** Opening Input data block **

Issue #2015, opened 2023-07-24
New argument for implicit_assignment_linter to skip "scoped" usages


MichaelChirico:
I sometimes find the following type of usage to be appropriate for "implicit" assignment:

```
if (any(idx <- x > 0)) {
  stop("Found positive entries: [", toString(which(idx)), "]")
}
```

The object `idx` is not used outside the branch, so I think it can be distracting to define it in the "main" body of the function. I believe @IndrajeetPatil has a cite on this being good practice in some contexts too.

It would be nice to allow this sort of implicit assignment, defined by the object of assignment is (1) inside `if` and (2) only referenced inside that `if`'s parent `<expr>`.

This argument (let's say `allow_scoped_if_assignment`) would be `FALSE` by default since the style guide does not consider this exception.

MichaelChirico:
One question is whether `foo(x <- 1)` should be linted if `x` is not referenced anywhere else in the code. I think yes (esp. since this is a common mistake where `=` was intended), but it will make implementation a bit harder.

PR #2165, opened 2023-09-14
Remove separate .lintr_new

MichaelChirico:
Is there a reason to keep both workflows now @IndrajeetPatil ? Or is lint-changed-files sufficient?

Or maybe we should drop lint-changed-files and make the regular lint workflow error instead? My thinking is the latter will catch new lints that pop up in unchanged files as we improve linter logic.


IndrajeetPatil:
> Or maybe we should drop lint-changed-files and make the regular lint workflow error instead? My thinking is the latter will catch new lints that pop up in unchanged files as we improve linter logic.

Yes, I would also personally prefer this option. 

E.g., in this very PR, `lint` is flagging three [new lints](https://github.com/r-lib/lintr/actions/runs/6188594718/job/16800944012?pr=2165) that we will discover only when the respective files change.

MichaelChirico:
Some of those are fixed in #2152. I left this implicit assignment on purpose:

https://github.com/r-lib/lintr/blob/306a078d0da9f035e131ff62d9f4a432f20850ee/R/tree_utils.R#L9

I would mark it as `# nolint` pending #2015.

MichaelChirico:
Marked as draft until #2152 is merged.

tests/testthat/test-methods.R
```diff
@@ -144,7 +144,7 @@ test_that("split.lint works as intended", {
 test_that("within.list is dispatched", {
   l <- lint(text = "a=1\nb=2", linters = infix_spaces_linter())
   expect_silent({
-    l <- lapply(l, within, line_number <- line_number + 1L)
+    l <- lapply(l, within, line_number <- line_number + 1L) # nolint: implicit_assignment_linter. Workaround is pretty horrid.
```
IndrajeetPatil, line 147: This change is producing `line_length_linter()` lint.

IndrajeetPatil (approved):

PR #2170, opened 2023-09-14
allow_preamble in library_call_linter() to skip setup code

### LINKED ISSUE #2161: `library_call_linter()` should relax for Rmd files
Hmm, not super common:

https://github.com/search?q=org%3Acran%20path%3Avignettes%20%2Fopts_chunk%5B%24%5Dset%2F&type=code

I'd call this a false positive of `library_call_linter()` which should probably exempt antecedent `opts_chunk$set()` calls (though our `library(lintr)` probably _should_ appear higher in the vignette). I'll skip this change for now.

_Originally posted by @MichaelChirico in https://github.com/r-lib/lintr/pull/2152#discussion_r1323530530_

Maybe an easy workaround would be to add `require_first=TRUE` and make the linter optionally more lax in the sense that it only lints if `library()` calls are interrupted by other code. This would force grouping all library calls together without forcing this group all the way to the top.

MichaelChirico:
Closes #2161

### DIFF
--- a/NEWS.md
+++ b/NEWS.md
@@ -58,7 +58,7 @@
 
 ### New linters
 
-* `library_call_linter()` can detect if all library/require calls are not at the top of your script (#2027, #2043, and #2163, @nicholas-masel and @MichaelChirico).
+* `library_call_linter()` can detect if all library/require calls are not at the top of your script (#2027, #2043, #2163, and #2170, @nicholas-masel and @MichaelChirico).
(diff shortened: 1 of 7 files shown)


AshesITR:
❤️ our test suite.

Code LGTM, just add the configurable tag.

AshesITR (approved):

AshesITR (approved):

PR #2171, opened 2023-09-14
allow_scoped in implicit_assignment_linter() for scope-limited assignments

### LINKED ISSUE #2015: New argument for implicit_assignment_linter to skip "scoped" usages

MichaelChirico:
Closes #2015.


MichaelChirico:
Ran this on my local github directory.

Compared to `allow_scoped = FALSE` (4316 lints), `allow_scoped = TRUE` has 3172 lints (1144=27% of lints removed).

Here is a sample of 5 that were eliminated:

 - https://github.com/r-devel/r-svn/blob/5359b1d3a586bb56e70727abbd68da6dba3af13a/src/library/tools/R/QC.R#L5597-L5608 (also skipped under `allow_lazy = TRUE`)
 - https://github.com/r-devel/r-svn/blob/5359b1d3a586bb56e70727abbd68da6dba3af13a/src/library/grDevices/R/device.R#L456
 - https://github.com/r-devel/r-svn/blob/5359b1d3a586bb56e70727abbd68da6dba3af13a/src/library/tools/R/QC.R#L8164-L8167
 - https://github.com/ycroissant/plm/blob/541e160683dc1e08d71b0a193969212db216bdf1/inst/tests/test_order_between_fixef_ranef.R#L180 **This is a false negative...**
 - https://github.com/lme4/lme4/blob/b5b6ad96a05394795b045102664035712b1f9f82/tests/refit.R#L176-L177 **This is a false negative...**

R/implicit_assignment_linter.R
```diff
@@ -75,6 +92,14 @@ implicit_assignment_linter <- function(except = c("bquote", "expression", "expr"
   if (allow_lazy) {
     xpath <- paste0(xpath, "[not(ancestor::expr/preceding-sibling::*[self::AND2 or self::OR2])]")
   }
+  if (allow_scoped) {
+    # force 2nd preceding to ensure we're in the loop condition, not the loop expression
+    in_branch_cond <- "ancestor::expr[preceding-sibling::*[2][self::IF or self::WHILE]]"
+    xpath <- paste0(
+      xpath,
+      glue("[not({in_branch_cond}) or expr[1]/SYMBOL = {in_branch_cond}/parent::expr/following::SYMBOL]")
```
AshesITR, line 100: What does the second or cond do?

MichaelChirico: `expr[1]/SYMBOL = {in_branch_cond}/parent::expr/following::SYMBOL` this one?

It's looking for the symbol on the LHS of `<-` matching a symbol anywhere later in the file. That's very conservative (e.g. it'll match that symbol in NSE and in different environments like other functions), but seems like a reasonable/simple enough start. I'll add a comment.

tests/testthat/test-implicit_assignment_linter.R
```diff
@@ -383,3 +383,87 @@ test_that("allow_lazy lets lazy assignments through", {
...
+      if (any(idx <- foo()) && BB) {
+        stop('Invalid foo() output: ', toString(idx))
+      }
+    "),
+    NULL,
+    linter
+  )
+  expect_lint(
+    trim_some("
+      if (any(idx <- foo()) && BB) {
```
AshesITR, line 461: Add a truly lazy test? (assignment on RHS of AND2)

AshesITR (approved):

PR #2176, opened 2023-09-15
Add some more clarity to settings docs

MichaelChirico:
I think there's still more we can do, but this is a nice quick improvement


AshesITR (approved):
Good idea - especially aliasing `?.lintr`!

** Closing Input data block **
** Opening Input data block **

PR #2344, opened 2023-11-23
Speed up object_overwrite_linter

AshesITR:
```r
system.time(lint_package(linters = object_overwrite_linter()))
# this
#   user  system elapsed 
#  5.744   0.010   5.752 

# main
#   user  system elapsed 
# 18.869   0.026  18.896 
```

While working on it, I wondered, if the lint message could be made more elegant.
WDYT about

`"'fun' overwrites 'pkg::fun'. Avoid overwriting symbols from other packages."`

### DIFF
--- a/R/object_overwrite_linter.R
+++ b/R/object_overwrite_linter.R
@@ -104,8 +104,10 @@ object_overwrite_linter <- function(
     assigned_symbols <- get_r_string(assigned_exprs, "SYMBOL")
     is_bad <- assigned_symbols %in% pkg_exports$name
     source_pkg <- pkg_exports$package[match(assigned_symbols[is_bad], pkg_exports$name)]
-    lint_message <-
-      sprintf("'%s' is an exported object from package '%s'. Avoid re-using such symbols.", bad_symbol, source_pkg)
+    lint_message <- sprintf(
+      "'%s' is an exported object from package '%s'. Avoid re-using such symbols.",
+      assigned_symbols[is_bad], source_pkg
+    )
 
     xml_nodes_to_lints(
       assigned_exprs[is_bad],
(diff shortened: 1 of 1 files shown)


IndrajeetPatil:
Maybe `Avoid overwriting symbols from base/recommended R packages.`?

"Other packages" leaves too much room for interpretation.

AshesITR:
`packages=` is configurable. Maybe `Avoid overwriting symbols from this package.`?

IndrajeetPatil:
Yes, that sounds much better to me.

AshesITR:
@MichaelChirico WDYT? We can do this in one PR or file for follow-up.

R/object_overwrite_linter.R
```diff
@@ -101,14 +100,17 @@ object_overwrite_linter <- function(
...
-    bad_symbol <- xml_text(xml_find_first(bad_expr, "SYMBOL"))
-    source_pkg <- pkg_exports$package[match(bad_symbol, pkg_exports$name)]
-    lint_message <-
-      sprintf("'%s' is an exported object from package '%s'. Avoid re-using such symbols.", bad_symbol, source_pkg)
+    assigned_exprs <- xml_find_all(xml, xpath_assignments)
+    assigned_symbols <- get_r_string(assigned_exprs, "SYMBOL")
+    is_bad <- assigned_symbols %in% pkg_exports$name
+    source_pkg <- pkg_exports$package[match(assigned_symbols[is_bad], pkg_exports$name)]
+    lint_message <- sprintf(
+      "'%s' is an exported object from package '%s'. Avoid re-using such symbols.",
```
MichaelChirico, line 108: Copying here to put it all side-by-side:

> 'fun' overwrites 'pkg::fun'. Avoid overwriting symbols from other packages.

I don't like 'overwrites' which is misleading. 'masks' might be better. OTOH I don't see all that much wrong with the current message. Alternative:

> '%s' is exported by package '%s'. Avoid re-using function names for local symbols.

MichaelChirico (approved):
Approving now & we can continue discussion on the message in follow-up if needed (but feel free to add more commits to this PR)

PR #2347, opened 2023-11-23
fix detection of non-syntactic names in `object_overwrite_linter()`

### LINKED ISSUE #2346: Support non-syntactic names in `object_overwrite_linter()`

** Closing Input data block **

- What this task involves: Above this instruction are the records; retype exactly the lines from the one containing "Issue #2015, opened 2023-07-24" up to and including the one containing "It would be".

- Solution:
Issue #2015, opened 2023-07-24
New argument for implicit_assignment_linter to skip "scoped" usages


MichaelChirico:
I sometimes find the following type of usage to be appropriate for "implicit" assignment:

```
if (any(idx <- x > 0)) {
  stop("Found positive entries: [", toString(which(idx)), "]")
}
```

The object `idx` is not used outside the branch, so I think it can be distracting to define it in the "main" body of the function. I believe @IndrajeetPatil has a cite on this being good practice in some contexts too.

It would be nice to allow this sort of implicit assignment, defined by the object of assignment is (1) inside `if` and (2) only referenced inside that `if`'s parent `<expr>`.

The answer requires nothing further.